Guillaume Meunier : Il y a les deux sujets à traiter, comment je réduis intrinsèquement le bilan et comment je prolonge la durée de vie, on ne peut pas séparer les deux. Quand on fait des bâtiments bioclimatiques et qu’on réduit tout ce qu’on peut faire ensuite on met la meilleure technologie ensuite on met des EnR mais d’abord le premier travail c’est de réduire le bilan carbone. Les contraintes dans un hôpital sont tel qu’on est assez vite limité sur ce qu’on peut faire en termes de bilan carbone. On fait déjà un très bon hôpital sur la matière lorsqu’on est à 900 kg de Co2. Il faut absolument qu’on puisse se dire il faut que mon hôpital soit 100% démontable et que je puisse récupérer l’ensemble de la matière. Si je veux rajouter un étage on peut se poser la question de surdimensionnement de la structure, mais je rajoute de la matière donc finalement je fais empirer mon bilan carbone. L’hôpital bas carbone doit se demander ce qu’il veut devenir et ici l’adaptabilité est une bonne solution même si on a tendance à surdimensionner un peu tout. L’enjeu majeur reste l’optimisation de la matière qui va avec l’optimisation des usages.
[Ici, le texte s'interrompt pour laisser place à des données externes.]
PR #1084, opened 2019-12-13
fix(EnrollmentForm): [ANDROAPP-2631] - handles TEI coordinate field in servers 2.29 and 2.30

ferdyrod:
**JIRA ISSUES**: [ANDROAPP-2631](https://jira.dhis2.org/browse/ANDROAPP-2631)

### DIFF
--- a/app/src/main/java/org/dhis2/usescases/enrollment/EnrollmentActivity.kt
+++ b/app/src/main/java/org/dhis2/usescases/enrollment/EnrollmentActivity.kt
@@ -499,8 +499,9 @@ class EnrollmentActivity : ActivityGlobalAbstract(), EnrollmentView {
     override fun displayTeiCoordinates(
         teiCoordinatesData: Pair<TrackedEntityType, TrackedEntityInstance>?
     ) {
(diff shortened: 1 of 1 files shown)


app/src/main/java/org/dhis2/usescases/enrollment/EnrollmentActivity.kt
```diff
@@ -499,8 +499,9 @@ class EnrollmentActivity : ActivityGlobalAbstract(), EnrollmentView {
     override fun displayTeiCoordinates(
         teiCoordinatesData: Pair<TrackedEntityType, TrackedEntityInstance>?
     ) {
+        val featureType = teiCoordinatesData!!.first.featureType() ?: FeatureType.NONE
```
MarinaCape: Could teiCoordinatesData be null sometime?

ferdyrod: No it could not. `teiCoordinatesData` is a pair of TrackedEntityType and TrackedEntityInstance. Every TrackedEntityInstance will have a TrackedEntityType.

PR #1094, opened 2019-12-18
fix: coordinates callback

juanfranem:


JaimeToca:
to me everything fine. @MarinaCape @juanfranem  @ferdyrod can you make sure sdk submodule and rule engine are okay? Sdk should point to develop, rule engine to master

app/src/main/java/org/dhis2/usescases/enrollment/EnrollmentActivity.kt
```diff
@@ -92,6 +97,22 @@ class EnrollmentActivity : ActivityGlobalAbstract(), EnrollmentView {
 
     /*region LIFECYCLE*/
 
+
+    override fun onRequestPermissionsResult(requestCode: Int, permissions: Array<out String>, grantResults: IntArray) {
+        when (requestCode) {
+            EventInitialPresenter.ACCESS_COARSE_LOCATION_PERMISSION_REQUEST -> {
+                // If request is cancelled, the result arrays are empty.
+                if (grantResults.isNotEmpty() && grantResults[0] == PackageManager.PERMISSION_GRANTED) {
+                    coordinatesView?.let {
```
Balcan: The enrollment activity has 2 coordinates views. Why is there only one being used here?

PR #1098, opened 2019-12-19
fix: changing apk signing to bitrise

JaimeToca:


JaimeToca:
@Balcan I'm removing this PR since it's done in 2.0.0. We'll merge 2.0.0 into master and develop then this will be include....

PR #1119, opened 2020-01-09
feat: adds informative messages when sync with SMS

mmmateos:
Jira issue: https://jira.dhis2.org/browse/ANDROAPP-2638


ferdyrod:
This was tested on device!!!

PR #1121, opened 2020-01-13
fix: I set, ask pin everytime the app restarts

Balcan:


app/src/main/java/org/dhis2/usescases/login/LoginActivity.kt
```diff
@@ -91,11 +91,11 @@ class LoginActivity : ActivityGlobalAbstract(), LoginContracts.View {
...
-        binding.pinLayout.forgotCode.visibility = View.VISIBLE
-        binding.pinLayout.forgotCode.setOnClickListener {
-            analyticsHelper.setEvent(FORGOT_CODE, CLICK, FORGOT_CODE)
-            binding.pinLayout.root.visibility = View.GONE
-        }
+        /* binding.pinLayout.forgotCode.visibility = View.VISIBLE
+         binding.pinLayout.forgotCode.setOnClickListener {
+             analyticsHelper.setEvent(FORGOT_CODE, CLICK, FORGOT_CODE)
+             binding.pinLayout.root.visibility = View.GONE
+         }*/
```
ferdyrod: If this is not needed we should eliminate this piece of code ☺️

app/src/main/java/org/dhis2/usescases/login/LoginActivity.kt
```diff
@@ -289,22 +289,32 @@ class LoginActivity : ActivityGlobalAbstract(), LoginContracts.View {
...
+
+             override fun onEmpty() {
+             }
+
+             override fun onPinChange(pinLength: Int, intermediatePin: String) {
+             }
+         })
+         binding.pinLayout.title.text = getString(R.string.unblock_session)
+         binding.pinLayout.root.visibility = View.VISIBLE
+         isPinScreenVisible = true*/
```
ferdyrod: Commented code

app/src/main/java/org/dhis2/usescases/main/MainActivity.kt
```diff
@@ -85,7 +87,7 @@ class MainActivity : ActivityGlobalAbstract(), MainView, ExporterListener {
             override fun onEmpty() {}
 
             override fun onPinChange(pinLength: Int, intermediatePin: String) {}
-        })
+        })*/
```
ferdyrod: Commented Code

app/src/main/java/org/dhis2/utils/session/PinDialog.kt
```diff
@@ -0,0 +1,110 @@
...
+        super.onCreate(savedInstanceState)
+        setStyle(STYLE_NO_TITLE, android.R.style.Theme_DeviceDefault_Light_NoActionBar)
+        app().createSessionComponent(PinModule(this)).inject(this)
+    }
+
+    override fun onCreateDialog(savedInstanceState: Bundle?): Dialog {
+        val dialog = super.onCreateDialog(savedInstanceState)
+        dialog.window!!.requestFeature(Window.FEATURE_NO_TITLE)
+        dialog.window!!.setBackgroundDrawableResource(android.R.color.transparent)
+        dialog.window!!.setWindowAnimations(R.style.pin_dialog_animation)
```
ferdyrod: we can use _apply_ or _let_ high-order function in here

ferdyrod:
When testing this PR, I found out that if the app is sent to background it does not ask por the pin when putting the app in the foreground.

JaimeToca:
Please @Balcan check out rule engine

PR #1122, opened 2020-01-14
docs: Create new folder structure to support more docs [skip ci]

jaboto:
I have changed the whole doc structure to support the addition of new documents related to the Application but not the Application per se. 

Another PR has been requested on the dhis2-docs repository so the generation of the documentation takes these changes into account.


jaboto:
A file was missing... will re PR

PR #3321, opened 2023-10-09
ANDROAPP-5588-Implement-InputQRCode

xavimolloy:
## Description

## Solution description
## Covered unit test cases
- [ ] Smartphone Emulator
- [ ] Tablet Emulator
- [ ] Smartphone
- [ ] Tablet
- [ ] 4.4
- [ ] 5.X - 6.X
- [ ] 7.X
- [ ] 8.X
- [ ] 9.X - 10.X
- [ ] 11.X - 13.X
- [ ] Other
## Checklist


commons/src/main/res/values/strings.xml
```diff
@@ -214,6 +214,9 @@
     <string name="add_image">Add Image</string>
     <string name="add_signature">Add signature</string>
     <string name="add_file">Add file</string>
+    <string name="download">Download</string>
+    <string name="scan">Scan</string>
+    <string name="qr_code">QR code</string>
```
andresmr, line 219: As this texts are related to the form why not add the to the string in the form module?

andresmr (changes requested):

commons/src/main/res/values/strings.xml
xavimolloy: good idea, I've just updated with the changes

form/src/main/java/org/dhis2/form/ui/dialog/QRDetailBottomDialog.kt
```diff
@@ -26,34 +42,40 @@ import org.dhis2.form.data.FormFileProvider
...
     companion object {
         const val TAG: String = "QR_DETAIL_DIALOG"
     }
 
-    @Inject
-    lateinit var colorUtils: ColorUtils
-
     private lateinit var binding: QrDetailDialogBinding
     private var qrContentUri: Uri? = null
+    private var useComposeDialog: Boolean = useCompose
```
ferdyrod, line 72: I think there is no need to use another variable, you can directly use `useCompose`

xavimolloy: I tried that, but it doesn't find the variable from the onCreateView method

andresmr: Maybe because you need `**private val** useCompose: Boolean` in line 60?

form/src/main/java/org/dhis2/form/ui/provider/inputfield/FieldProvider.kt
```diff
@@ -263,29 +265,41 @@ private fun ProvideInputText(
...
-            value = it
-            intentHandler(
-                FormIntent.OnTextChange(
-                    fieldUiModel.uid,
-                    value,
-                    fieldUiModel.valueType,
-                ),
+    when (fieldUiModel.renderingType) {
+        UiRenderType.QR_CODE -> {
+            ProvideQRInput(
```
andresmr, line 272: I would not call a provide from another provide, maybe you can check this in line 77, if ValueType is Text, then you check the render type and call provideText or provideQR, what do you think?

andresmr (changes requested):

form/src/main/java/org/dhis2/form/ui/provider/inputfield/FieldProvider.kt
xavimolloy: That's how I initially set it up but the method got flagged by Sonar for having too much complexity if I managed it there

form/src/main/java/org/dhis2/form/ui/dialog/QRDetailBottomDialog.kt
xavimolloy: that was it! thanks I've updated the PR

andresmr (approved):

PR #3327, opened 2023-10-10
Androapp 5485 tei event and dataset card redesign

andresmr:


app/src/main/java/org/dhis2/usescases/datasets/datasetDetail/datasetList/mapper/DatasetCardMapper.kt
```diff
@@ -0,0 +1,234 @@
...
+                    value = resourceManager.getString(R.string.not_synced),
+                    color = AdditionalInfoItemColor.DISABLED.color,
+                    isConstantItem = true,
+                )
+            }
+
+            State.UPLOADING -> {
+                AdditionalInfoItem(
+                    icon = {
+                        ProgressIndicator(type = ProgressIndicatorType.CIRCULAR)
```
xavimolloy, line 124: Verify this with Marcos but I believe he wanted us to use the same Icon as the sync button, because of the problem with the width of the progress indicator at that size

app/src/main/java/org/dhis2/usescases/programEventDetail/ProgramEventDetailLiveAdapter.kt
```diff
@@ -35,9 +42,41 @@ class ProgramEventDetailLiveAdapter(
...
 
     override fun onBindViewHolder(holder: EventViewHolder, position: Int) {
-        holder.bind(getItem(position), null) {
-            getItem(holder.bindingAdapterPosition)?.toggleValueList()
-            notifyItemChanged(holder.bindingAdapterPosition)
+        getItem(position)?.let {
+            val materialView = holder.itemView.findViewById<ConstraintLayout>(R.id.materialView)
+            materialView.visibility = View.GONE
+            val composeView = holder.itemView.findViewById<ComposeView>(R.id.composeView)
+            composeView.setContent {
```
xavimolloy, line 49: will we still allow the option of using the old design here?

xavimolloy (approved):
Great work!

app/src/main/java/org/dhis2/usescases/datasets/datasetDetail/datasetList/mapper/DatasetCardMapper.kt
andresmr: Yes, I saw it and we talked, I forgot to change it.  I'll change it, thanks!.

app/src/main/java/org/dhis2/usescases/programEventDetail/ProgramEventDetailLiveAdapter.kt
andresmr: No, we are not, neither in dataset. In search is different because we reuse it for relationships, which we'll need to change in the future. I didn't remove the adapters, holders and recyclerviews because the issue will be too big and too many changes. I replace just the item. My idea is to create separate issues to remove all xml vies in these screens.

app/src/main/java/org/dhis2/usescases/searchTrackEntity/ui/mapper/TEICardMapper.kt
```diff
@@ -0,0 +1,371 @@
...
+    private fun checkEnrolledPrograms(
+        list: MutableList<AdditionalInfoItem>,
+        enrolledPrograms: List<Program>,
+    ) {
+        val programNames = enrolledPrograms.map { it.name() }
+
+        if (programNames.size > 1) {
+            list.add(
+                AdditionalInfoItem(
+                    key = "Programs:",
```
mmmateos, line 217: Shouldn't be a string resource to be translated?

mmmateos (approved):

PR #3346, opened 2023-10-20
[ANDROAPP-5603] Input coordinate

andresmr:


xavimolloy (approved):

form/src/main/java/org/dhis2/form/ui/provider/inputfield/CoordinatesProvider.kt
```diff
@@ -0,0 +1,76 @@
...
+                    RecyclerViewUiEvents.RequestLocationByMap(
+                        uid = fieldUiModel.uid,
+                        featureType = FeatureType.POINT,
+                        value = fieldUiModel.value,
+                    ),
+                )
+            },
+        )
+    } else {
+        // TODO(ImplementPOlygon)
```
mmmateos, line 60: There are two checks of rendertype point or polygon, here and in FieldProvider, we should only have one

andresmr: solved

mmmateos (approved):

PR #3405, opened 2023-11-22
fix: [ANDROAPP-5741] App crashes if charts are empty

xavimolloy:
## Description

## Solution description
## Covered unit test cases
- [ ] Smartphone Emulator
- [ ] Tablet Emulator
- [ ] Smartphone
- [ ] Tablet
- [ ] 4.4
- [ ] 5.X - 6.X
- [ ] 7.X
- [ ] 8.X
- [ ] 9.X - 10.X
- [ ] 11.X - 13.X
- [ ] Other
## Checklist

### DIFF
--- a/dhis_android_analytics/src/main/java/dhis2/org/analytics/charts/data/Graph.kt
+++ b/dhis_android_analytics/src/main/java/dhis2/org/analytics/charts/data/Graph.kt
@@ -127,7 +127,6 @@ data class Graph(
             PeriodType.FinancialNov,
             -> {
                 val date = minDate().plusYears(numberOfSteps)
-
                 YearMonth.from(date).atDay(1)
             }
         }


dhis_android_analytics/src/main/java/dhis2/org/analytics/charts/data/Graph.kt
```diff
@@ -24,13 +24,32 @@ data class Graph(
...
+
+            return minDate
+        } else { LocalDate.now() }
+    }
 
-    private fun maxDate() = series.maxOfOrNull { serie ->
-        serie.coordinates.maxOf { point -> point.eventDate }
-    }?.toInstant()?.atZone(ZoneId.systemDefault())?.toLocalDate() ?: LocalDate.now()
+    private fun maxDate(): LocalDate? {
+        val coordinatesNotEmpty = series.maxOfOrNull { serie ->
```
mmmateos, line 41: Couldn't using maxOfOrNull to determine a boolean give us wrong data?

dhis_android_analytics/src/main/java/dhis2/org/analytics/charts/data/Graph.kt
```diff
@@ -116,7 +135,7 @@ data class Graph(
             PeriodType.SixMonthlyApril,
             PeriodType.SixMonthlyNov,
             -> {
-                val date = minDate().plusMonths(numberOfSteps)
+                val date = minDate()?.plusMonths(numberOfSteps)
```
andresmr, line 138: need to be minDate nullable? could this lead to a null pointer in the next line?

xavimolloy: No as the method returns the local date if anything is null, although I understand it could lead to confusion so I have updated the method to better reflect the return value, it is not nullable anymore

dhis_android_analytics/src/main/java/dhis2/org/analytics/charts/data/Graph.kt
xavimolloy: The problem is that the check is done over a list of SerieDate that contains a list of Coordinates. I couldn't simply add minOfOrNull to the nested check as it formats the value later. otherwise it will always return Local date so I believe correct output will be maintained with the new changes. it will return localDate if coordinate list is empty.

andresmr (approved):

ferdyrod (approved):

andresmr (approved):

mmmateos (approved):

Si on met 4 mètres de plafond partout ce sera surement très adaptable mais ce n’est pas très efficient, il y a donc un ratio à trouver entre les deux.

L’hôpital bas carbone doit se demander ce qu’il veut devenir et ici l’adaptabilité est une bonne solution même si on a tendance à surdimensionner un peu tout.

#hopitaldufutur : Le mot de la fin ?

Guillaume Meunier : Finalement, le carbone nous impose d’être beaucoup plus intelligent qu’on ne l’a été : on doit réfléchir à deux fois avant de faire des choix, parce qu’on sait qu’on impacte sur le long terme. Effectivement, dès qu’on parle en stock, en cycle de vie ou dans le futur, je trouve que le carbone redonne une très grande responsabilité à notre métier. C’est encore plus flagrant la ou l’hôpital est vraiment un objet qui est carboné, et il faut être d’autant plus intelligent dans tout nos choix et presque chaque trais de crayon, chaque ligne de description d’un projet doit porter la responsabilité de ce qu’on fait.

L’hôpital est vraiment un objet qui est carboné, et il faut être d’autant plus intelligent dans tout nos choix. Chaque trais de crayon, chaque ligne de description d’un projet doit porter la responsabilité de ce qu’on fait.